HOW TO COMPLETE THIS TASK
From the data below, copy exactly the lines that lie between the one holding "Carry over values" and the one holding "1) I can reproduce", including both, and nothing more.

DATA FOR ANALYSIS
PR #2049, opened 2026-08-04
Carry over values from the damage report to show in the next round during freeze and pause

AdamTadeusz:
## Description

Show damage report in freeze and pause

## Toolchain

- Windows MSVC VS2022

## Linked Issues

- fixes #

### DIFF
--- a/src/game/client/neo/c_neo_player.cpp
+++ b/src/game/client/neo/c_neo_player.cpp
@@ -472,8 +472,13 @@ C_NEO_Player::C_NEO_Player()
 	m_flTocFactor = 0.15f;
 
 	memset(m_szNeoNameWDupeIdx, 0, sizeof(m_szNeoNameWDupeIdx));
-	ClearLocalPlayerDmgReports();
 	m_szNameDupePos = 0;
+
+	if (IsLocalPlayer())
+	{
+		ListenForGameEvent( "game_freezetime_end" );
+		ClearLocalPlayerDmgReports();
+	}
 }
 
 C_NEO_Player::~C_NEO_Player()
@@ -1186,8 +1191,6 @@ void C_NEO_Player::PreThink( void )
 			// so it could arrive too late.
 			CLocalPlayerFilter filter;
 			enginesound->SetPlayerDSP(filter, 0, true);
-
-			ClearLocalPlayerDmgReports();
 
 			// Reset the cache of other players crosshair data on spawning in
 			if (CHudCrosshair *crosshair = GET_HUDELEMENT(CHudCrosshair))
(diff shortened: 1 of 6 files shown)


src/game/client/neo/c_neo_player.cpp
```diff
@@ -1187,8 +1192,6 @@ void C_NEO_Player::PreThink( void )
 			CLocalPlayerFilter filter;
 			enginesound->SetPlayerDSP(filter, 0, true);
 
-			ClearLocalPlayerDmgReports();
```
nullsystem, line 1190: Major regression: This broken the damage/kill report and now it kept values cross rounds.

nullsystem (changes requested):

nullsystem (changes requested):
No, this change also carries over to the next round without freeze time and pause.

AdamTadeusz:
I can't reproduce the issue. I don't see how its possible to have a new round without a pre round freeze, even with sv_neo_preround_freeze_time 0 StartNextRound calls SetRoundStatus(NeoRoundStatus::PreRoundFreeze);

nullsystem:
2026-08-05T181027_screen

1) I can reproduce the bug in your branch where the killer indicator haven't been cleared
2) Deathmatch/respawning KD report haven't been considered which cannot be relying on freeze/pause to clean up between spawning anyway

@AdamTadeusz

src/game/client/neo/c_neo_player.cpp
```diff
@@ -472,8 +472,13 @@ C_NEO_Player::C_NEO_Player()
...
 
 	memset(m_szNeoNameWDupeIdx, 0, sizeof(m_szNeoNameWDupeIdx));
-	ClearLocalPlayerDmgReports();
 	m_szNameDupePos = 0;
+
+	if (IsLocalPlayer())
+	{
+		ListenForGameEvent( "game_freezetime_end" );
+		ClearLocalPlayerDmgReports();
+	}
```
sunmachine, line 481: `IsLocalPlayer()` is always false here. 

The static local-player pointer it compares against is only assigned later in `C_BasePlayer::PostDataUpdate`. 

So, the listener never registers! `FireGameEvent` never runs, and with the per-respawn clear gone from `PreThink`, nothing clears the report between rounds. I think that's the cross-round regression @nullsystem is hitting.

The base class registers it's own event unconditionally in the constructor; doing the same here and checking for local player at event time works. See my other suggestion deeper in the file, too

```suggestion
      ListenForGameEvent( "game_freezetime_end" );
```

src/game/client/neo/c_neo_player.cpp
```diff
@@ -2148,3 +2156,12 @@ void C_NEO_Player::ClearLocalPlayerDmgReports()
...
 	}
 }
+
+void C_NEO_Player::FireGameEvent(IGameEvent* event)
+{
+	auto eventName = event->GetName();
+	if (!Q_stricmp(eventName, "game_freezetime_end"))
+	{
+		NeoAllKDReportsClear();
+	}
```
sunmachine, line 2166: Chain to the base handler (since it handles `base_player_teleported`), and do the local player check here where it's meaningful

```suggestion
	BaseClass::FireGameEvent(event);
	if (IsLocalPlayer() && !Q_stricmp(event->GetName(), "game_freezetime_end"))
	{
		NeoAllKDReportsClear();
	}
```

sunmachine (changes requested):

WORKED SOLUTION
Carry over values from the damage report to show in the next round during freeze and pause

AdamTadeusz:
## Description

Show damage report in freeze and pause

## Toolchain

- Windows MSVC VS2022

## Linked Issues

- fixes #

### DIFF
--- a/src/game/client/neo/c_neo_player.cpp
+++ b/src/game/client/neo/c_neo_player.cpp
@@ -472,8 +472,13 @@ C_NEO_Player::C_NEO_Player()
 	m_flTocFactor = 0.15f;
 
 	memset(m_szNeoNameWDupeIdx, 0, sizeof(m_szNeoNameWDupeIdx));
-	ClearLocalPlayerDmgReports();
 	m_szNameDupePos = 0;
+
+	if (IsLocalPlayer())
+	{
+		ListenForGameEvent( "game_freezetime_end" );
+		ClearLocalPlayerDmgReports();
+	}
 }
 
 C_NEO_Player::~C_NEO_Player()
@@ -1186,8 +1191,6 @@ void C_NEO_Player::PreThink( void )
 			// so it could arrive too late.
 			CLocalPlayerFilter filter;
 			enginesound->SetPlayerDSP(filter, 0, true);
-
-			ClearLocalPlayerDmgReports();
 
 			// Reset the cache of other players crosshair data on spawning in
 			if (CHudCrosshair *crosshair = GET_HUDELEMENT(CHudCrosshair))
(diff shortened: 1 of 6 files shown)


src/game/client/neo/c_neo_player.cpp
```diff
@@ -1187,8 +1192,6 @@ void C_NEO_Player::PreThink( void )
 			CLocalPlayerFilter filter;
 			enginesound->SetPlayerDSP(filter, 0, true);
 
-			ClearLocalPlayerDmgReports();
```
nullsystem, line 1190: Major regression: This broken the damage/kill report and now it kept values cross rounds.

nullsystem (changes requested):

nullsystem (changes requested):
No, this change also carries over to the next round without freeze time and pause.

AdamTadeusz:
I can't reproduce the issue. I don't see how its possible to have a new round without a pre round freeze, even with sv_neo_preround_freeze_time 0 StartNextRound calls SetRoundStatus(NeoRoundStatus::PreRoundFreeze);

nullsystem:
2026-08-05T181027_screen

1) I can reproduce the bug in your branch where the killer indicator haven't been cleared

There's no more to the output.